April 14, 2006

Who Cares?

Who cares about politics these days?

The PAP

Being the ruling party since 1959, you would expect them to care. To be "on-the-ball" in fact. You read about them everyday from media reports. I used to marvel at the similarity in which they address the public; sometimes I wonder if they read from the same script. After a while, it became boring. Then came saturation point and I just switched off mentally whenever I hear them speak through the media. They have become predictable and monotonous. The only exception is MM Lee. His speeches never fail to captivate me. Anyway, in recent years, things seem to have improved at least and we get to hear different perspectives from within the PAP ranks. Some, notably Mr Tan Soo Khoon, Dr Tan Cheng Bok and Dr Amy Khor, even raised a few eyebrows. The debate is alive after all.

The Opposition

Nobody would lament more than the Opposition when it comes to the notion that nobody cares about politics these days. Obviously they must been the subject of much cold reception in their efforts to promote "active citizenry". There is no doubt that there is trend towards political apathy in Singapore, especially amongst the younger generation. However, it may not be valid to correlate the Opposition’s failure to arouse interest entirely to citizen’s apathy. I believe that amongst those who do listen, there is just a lack of fresh ideas from the Opposition to get their attention. Consider this: after the GRC concept was introduced in the 1988 GE, they are still harping on the demerits of this system in 2006 and have yet to garner the support to win any such GRC. No wonder nobody cares to listen when the Opposition starts to croak the same old tune again.

The Citizens

No doubt, there is a waning interest in the debates going on in the Parliament and even to the hustling during election periods. I think there are good and bad sides to it. The bad is that citizens are too caught up with their individual lives and become mentally disengaged from the events and trends taking place on a community level. Everybody has now come to expect excellent governance but few people will want to play a role in it.

What then, is the good side of this political apathy? Some has said that Man is lazy by nature. But when hunger strikes, Man will seek all ways possible to satisfy his needs for food. Likewise, when life is good and people are in contentment with the general scheme of things, few will stick their necks out for a revolution. Contentment breeds apathy. When there is discontent, apathy will dissolve. We can afford to be apathetic because our nation has, by and large, been successful so far.

Conclusion

So what does this apathy spells for Singapore? Well, as long as the PAP continues to be successful in bringing in candidates who are dedicated to the good cause, the country will be governed well and contentment will continue.

What if they should falter at some point in time down the road?
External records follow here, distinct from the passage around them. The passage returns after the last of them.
PR #65, opened 2024-11-28
Add build-hpc workflow for Github Actions

reuterbal:
This builds with NVHPC on our GPU nodes in single and double precision, each with and without cuda.

### DIFF
--- a/.github/workflows/build-hpc.yml
+++ b/.github/workflows/build-hpc.yml
@@ -1,0 +1,108 @@
+name: build-hpc
+
+# Controls when the action will run
+on:
+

A period of chaos and discontent, followed by the emergence of a few good men to lead the country out of a crisis? Will the divine coincidence of events that resulted in the Singapore miracle be re-enacted again by the laws of nature? I have my doubts and I dare not think of the consequences if they should falter. Those who are not in alignment with what the current opposition politicians stands for should perhaps seriously consider whether they can play a role within the system which is already established and proven to work. Singapore is a small country and every pair of hands makes a difference.